▶ [Exercise directions]: Find the string "while" in the data, then copy every line where it is found.

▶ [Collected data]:
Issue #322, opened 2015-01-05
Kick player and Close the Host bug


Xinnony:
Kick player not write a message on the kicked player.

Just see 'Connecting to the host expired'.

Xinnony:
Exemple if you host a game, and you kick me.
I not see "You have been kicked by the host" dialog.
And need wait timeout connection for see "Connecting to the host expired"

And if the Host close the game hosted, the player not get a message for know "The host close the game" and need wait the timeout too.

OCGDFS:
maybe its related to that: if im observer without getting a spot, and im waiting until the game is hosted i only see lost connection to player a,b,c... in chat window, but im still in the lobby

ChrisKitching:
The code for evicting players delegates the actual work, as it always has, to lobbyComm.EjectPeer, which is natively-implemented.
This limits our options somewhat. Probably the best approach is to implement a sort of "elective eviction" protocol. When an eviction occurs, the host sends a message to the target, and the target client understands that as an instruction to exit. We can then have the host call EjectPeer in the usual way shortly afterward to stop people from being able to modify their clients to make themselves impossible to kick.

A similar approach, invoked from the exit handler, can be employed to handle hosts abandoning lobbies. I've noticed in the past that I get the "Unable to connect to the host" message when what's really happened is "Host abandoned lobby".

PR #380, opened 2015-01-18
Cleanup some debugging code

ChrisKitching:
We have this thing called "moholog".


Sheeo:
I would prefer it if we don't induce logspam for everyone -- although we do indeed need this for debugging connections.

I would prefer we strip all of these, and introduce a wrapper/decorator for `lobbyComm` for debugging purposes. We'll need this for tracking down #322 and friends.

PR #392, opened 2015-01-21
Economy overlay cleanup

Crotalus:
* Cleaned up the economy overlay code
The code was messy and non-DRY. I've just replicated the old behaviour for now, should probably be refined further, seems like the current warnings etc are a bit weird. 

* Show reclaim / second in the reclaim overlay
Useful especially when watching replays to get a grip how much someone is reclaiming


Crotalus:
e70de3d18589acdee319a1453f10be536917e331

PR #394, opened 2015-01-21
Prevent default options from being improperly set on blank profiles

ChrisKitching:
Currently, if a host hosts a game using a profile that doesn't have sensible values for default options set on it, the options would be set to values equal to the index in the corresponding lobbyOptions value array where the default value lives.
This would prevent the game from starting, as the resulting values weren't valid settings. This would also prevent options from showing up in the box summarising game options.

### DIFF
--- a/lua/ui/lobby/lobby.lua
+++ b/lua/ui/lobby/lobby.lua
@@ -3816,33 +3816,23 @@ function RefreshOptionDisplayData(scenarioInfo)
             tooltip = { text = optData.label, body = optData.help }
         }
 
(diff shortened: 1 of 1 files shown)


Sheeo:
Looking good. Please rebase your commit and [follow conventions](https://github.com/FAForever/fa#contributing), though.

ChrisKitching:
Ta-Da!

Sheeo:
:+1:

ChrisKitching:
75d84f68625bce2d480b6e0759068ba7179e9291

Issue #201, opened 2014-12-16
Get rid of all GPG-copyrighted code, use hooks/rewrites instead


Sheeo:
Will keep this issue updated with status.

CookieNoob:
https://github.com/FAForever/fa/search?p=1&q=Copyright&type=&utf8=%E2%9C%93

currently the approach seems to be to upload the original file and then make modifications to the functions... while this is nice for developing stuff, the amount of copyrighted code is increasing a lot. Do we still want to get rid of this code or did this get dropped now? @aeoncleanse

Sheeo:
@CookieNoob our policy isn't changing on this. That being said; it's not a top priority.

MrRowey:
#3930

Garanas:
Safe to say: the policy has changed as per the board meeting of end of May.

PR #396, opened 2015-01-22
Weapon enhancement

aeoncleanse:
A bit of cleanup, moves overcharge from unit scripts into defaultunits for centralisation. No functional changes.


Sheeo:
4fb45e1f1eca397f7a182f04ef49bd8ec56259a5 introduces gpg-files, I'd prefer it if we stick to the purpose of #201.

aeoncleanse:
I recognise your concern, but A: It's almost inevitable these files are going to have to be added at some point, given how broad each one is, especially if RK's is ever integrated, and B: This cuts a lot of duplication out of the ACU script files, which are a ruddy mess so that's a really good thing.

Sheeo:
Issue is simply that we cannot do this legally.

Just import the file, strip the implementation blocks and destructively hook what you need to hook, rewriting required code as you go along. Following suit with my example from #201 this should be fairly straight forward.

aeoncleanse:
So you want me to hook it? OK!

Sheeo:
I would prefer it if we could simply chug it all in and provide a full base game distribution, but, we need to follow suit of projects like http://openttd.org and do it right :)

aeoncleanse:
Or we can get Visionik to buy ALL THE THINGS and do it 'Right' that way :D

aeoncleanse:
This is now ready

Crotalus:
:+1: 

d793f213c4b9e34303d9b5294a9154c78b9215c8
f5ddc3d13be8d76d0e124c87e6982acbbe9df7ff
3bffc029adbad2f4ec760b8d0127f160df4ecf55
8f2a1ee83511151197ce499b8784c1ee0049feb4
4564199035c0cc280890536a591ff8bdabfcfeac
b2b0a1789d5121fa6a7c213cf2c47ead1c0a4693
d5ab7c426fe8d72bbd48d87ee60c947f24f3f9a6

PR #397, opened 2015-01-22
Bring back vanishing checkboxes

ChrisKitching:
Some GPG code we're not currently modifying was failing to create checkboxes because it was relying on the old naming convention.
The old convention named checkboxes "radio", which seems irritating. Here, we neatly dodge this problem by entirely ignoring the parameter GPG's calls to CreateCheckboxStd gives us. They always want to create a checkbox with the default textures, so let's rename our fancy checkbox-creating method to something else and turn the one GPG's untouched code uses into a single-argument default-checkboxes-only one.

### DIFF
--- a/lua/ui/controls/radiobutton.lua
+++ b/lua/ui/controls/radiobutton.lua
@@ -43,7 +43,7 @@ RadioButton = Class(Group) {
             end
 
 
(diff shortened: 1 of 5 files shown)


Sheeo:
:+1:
==
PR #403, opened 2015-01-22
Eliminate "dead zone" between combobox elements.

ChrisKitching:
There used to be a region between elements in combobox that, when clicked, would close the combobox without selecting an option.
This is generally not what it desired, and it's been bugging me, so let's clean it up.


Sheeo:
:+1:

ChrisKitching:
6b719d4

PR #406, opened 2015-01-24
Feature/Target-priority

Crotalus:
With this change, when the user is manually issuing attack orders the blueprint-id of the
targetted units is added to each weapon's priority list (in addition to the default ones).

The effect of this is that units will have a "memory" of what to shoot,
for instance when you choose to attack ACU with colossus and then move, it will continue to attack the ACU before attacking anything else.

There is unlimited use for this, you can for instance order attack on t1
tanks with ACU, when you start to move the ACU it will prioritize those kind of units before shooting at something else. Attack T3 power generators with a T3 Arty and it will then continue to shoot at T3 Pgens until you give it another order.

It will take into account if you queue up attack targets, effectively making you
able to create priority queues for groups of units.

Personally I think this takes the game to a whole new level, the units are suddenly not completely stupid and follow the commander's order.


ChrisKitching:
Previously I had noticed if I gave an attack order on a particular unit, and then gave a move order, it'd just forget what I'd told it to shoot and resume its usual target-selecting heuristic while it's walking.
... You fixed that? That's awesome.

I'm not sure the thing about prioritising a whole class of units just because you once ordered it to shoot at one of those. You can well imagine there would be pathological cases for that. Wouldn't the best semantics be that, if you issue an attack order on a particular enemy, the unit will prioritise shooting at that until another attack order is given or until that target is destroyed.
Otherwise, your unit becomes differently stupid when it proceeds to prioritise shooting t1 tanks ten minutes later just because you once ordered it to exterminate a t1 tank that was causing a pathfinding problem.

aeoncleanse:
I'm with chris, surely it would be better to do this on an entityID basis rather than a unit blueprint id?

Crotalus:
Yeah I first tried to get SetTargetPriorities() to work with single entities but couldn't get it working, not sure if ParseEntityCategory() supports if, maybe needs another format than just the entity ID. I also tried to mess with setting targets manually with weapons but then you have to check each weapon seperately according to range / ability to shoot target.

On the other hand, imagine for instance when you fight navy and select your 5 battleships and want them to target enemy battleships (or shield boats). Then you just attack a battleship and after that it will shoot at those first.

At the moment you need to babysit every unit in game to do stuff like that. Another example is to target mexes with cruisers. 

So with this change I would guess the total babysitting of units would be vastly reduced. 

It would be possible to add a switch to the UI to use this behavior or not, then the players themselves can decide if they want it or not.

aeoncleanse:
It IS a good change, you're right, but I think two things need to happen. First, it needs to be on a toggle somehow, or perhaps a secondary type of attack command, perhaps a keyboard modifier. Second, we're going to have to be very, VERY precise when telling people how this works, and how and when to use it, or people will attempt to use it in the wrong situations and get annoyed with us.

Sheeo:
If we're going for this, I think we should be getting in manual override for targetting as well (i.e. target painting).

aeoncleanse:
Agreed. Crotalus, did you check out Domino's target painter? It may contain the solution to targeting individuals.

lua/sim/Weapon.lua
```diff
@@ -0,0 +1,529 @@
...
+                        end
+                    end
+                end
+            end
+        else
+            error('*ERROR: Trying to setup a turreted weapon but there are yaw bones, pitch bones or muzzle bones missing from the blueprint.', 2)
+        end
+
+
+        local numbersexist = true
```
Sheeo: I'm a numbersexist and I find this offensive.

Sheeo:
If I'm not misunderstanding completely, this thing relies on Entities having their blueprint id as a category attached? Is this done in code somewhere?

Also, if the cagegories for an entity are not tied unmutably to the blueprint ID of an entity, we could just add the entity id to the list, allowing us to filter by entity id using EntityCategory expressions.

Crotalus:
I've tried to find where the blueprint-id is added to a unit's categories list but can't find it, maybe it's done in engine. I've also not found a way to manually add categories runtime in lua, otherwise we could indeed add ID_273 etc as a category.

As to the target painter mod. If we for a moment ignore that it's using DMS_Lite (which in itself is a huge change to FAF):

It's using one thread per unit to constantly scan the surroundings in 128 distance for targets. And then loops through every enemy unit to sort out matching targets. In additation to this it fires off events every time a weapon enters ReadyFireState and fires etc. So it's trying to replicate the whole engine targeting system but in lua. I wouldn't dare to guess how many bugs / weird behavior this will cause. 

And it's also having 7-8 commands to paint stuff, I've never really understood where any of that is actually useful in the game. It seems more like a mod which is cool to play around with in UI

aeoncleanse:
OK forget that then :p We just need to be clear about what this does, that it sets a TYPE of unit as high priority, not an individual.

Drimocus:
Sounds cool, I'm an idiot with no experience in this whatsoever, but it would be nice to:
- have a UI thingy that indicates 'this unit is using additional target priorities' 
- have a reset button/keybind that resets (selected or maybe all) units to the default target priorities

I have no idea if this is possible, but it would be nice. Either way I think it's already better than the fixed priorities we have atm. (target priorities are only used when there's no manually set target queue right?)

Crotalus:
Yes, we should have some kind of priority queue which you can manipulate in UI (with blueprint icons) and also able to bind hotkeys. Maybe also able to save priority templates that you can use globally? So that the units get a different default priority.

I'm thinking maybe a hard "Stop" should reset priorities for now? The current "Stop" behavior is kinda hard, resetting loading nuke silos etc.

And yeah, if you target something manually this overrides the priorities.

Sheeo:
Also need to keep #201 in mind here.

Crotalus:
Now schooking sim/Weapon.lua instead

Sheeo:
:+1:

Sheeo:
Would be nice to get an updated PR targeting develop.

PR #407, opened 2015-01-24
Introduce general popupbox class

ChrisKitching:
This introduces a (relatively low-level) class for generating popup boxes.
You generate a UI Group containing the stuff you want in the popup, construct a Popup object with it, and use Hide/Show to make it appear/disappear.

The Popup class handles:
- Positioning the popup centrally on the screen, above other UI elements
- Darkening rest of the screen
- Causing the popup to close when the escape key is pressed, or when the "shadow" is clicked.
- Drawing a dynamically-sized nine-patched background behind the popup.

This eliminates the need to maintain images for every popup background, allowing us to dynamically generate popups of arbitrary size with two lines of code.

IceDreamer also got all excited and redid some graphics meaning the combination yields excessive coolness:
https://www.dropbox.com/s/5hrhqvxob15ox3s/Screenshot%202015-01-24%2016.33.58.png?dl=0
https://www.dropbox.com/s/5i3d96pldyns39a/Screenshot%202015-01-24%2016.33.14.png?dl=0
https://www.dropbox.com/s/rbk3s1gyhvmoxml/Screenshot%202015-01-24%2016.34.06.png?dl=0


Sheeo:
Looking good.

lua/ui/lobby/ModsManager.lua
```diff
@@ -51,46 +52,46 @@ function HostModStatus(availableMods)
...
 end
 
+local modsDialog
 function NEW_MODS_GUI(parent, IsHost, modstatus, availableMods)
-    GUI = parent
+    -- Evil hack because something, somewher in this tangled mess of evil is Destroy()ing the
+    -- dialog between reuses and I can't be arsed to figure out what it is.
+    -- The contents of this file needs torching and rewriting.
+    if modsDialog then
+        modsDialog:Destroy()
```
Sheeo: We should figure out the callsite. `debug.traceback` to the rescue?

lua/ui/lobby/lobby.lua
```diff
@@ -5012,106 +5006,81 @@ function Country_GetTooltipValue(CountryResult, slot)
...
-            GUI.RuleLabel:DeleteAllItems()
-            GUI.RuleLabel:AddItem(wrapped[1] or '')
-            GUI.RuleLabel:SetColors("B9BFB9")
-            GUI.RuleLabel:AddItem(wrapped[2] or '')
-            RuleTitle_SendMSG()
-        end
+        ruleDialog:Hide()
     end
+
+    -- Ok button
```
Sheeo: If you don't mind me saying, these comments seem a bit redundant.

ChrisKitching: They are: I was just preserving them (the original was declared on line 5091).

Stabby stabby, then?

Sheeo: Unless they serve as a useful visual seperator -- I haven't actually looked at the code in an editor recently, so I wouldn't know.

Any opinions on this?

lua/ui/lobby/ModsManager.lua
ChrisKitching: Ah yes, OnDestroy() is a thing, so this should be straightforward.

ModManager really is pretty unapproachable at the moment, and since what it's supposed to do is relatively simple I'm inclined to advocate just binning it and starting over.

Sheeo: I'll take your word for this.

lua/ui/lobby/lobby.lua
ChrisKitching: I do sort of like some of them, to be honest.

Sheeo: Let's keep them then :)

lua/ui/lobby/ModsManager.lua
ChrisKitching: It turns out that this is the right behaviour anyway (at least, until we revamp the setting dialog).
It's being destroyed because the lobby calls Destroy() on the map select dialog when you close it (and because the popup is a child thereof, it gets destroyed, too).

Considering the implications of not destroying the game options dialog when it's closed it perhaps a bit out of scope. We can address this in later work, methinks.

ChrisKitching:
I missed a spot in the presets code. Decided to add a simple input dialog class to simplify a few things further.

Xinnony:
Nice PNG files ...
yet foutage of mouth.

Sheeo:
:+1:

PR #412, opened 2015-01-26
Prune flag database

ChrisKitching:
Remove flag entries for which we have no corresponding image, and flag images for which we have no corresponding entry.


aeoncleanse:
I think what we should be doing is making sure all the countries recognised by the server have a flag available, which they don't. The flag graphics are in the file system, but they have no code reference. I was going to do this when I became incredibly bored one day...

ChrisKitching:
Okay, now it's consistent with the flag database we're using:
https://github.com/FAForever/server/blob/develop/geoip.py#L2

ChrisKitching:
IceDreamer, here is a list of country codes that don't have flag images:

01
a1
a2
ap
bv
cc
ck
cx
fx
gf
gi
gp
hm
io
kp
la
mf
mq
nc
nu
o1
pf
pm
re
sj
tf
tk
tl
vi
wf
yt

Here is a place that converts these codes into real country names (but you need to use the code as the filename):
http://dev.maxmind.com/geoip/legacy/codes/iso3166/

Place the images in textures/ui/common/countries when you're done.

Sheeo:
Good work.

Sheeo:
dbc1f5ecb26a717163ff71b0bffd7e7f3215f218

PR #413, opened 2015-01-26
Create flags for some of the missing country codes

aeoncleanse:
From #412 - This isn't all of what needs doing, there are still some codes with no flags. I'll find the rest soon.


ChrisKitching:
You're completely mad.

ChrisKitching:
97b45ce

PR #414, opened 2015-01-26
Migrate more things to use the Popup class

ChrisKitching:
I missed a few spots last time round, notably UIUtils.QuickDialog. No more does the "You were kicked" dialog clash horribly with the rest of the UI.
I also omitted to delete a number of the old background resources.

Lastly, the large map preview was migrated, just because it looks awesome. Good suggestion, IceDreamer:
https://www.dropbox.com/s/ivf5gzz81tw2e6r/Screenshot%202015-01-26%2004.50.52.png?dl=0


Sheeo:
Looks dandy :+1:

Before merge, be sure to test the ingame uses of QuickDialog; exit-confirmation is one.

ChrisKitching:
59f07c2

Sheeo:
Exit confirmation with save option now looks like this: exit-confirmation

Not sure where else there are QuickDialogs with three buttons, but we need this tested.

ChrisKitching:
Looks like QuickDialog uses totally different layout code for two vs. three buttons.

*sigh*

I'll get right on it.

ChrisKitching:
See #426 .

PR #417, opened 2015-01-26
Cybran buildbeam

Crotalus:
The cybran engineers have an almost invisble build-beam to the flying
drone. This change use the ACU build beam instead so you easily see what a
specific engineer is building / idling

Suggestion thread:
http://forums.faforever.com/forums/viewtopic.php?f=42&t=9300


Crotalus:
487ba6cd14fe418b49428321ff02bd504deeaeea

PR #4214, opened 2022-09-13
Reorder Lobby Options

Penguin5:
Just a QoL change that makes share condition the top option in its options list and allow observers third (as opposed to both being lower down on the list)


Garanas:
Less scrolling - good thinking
---
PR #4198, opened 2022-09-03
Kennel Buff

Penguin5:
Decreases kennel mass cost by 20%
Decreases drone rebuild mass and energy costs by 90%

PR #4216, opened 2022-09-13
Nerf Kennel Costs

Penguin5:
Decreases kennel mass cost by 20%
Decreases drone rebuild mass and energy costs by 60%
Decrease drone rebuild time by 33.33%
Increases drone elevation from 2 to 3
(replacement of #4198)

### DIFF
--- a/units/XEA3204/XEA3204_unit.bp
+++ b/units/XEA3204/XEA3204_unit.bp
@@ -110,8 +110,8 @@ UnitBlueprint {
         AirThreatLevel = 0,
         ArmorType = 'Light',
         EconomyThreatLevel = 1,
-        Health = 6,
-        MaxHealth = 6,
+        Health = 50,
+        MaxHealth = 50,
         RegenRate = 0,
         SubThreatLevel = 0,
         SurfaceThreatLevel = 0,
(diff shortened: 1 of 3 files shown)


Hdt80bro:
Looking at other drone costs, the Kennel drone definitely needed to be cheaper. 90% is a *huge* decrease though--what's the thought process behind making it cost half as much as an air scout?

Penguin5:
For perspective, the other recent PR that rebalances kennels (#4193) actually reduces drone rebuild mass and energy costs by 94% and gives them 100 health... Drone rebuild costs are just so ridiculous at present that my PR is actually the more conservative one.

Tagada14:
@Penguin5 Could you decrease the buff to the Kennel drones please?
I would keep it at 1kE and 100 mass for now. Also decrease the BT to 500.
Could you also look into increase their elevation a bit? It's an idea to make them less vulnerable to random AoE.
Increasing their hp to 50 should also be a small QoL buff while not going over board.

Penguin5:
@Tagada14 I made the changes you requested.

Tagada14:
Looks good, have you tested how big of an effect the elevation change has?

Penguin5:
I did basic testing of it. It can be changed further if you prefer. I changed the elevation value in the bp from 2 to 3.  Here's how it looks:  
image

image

▶ [Output of the exercise]:
currently the approach seems to be to upload the original file and then make modifications to the functions... while this is nice for developing stuff, the amount of copyrighted code is increasing a lot. Do we still want to get rid of this code or did this get dropped now? @aeoncleanse
Previously I had noticed if I gave an attack order on a particular unit, and then gave a move order, it'd just forget what I'd told it to shoot and resume its usual target-selecting heuristic while it's walking.
Increasing their hp to 50 should also be a small QoL buff while not going over board.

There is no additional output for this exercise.